Task objective
Reproduce only the top of the records, down to and including the line containing "were referring to.')".

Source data
PR #5042, opened 2021-06-27
[common-crafting] [Update] Added .* to line 232 to catch extra long brazier names.

Dartellum:
Per https://discord.com/channels/745675889622384681/745762938991804556/858509717092433920, needed to add the extra .* to catch names like `a potbellied silver brazier`. Alternative pointed it out and will test. 

I also changed to the regex method instead of single or double-quotes.

### DIFF
--- a/common-crafting.lic
+++ b/common-crafting.lic
@@ -229,8 +229,8 @@ module DRCC
         order_enchant(stock_room, stock_needed, stock_number, bag, belt)
       end
     when /I could not find what you were referring to./
-      case bput('tap my fount on my brazier', 'You tap .* atop a brazier.', 'I could not find what you were referring to.')
-      when /You tap (.*) atop a brazier./
+      case bput('tap my fount on my brazier', /You tap .* atop a .* brazier./, /I could not find what you were referring to./)
+      when /You tap (.*) atop a (.*) brazier./
         /(\d+)/ =~ bput('analyze my fount on my brazier', 'This appears to be a crafting tool and it has approximately \d+ uses remaining')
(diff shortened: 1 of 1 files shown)


Dartellum:
Alternative tested and said it was working: https://discord.com/channels/745675889622384681/745762938991804556/858519173563285524.

wstampley (approved):

common-crafting.lic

Answer box
PR #5042, opened 2021-06-27
[common-crafting] [Update] Added .* to line 232 to catch extra long brazier names.

Dartellum:
Per https://discord.com/channels/745675889622384681/745762938991804556/858509717092433920, needed to add the extra .* to catch names like `a potbellied silver brazier`. Alternative pointed it out and will test. 

I also changed to the regex method instead of single or double-quotes.

### DIFF
--- a/common-crafting.lic
+++ b/common-crafting.lic
@@ -229,8 +229,8 @@ module DRCC
         order_enchant(stock_room, stock_needed, stock_number, bag, belt)
       end
     when /I could not find what you were referring to./
-      case bput('tap my fount on my brazier', 'You tap .* atop a brazier.', 'I could not find what you were referring to.')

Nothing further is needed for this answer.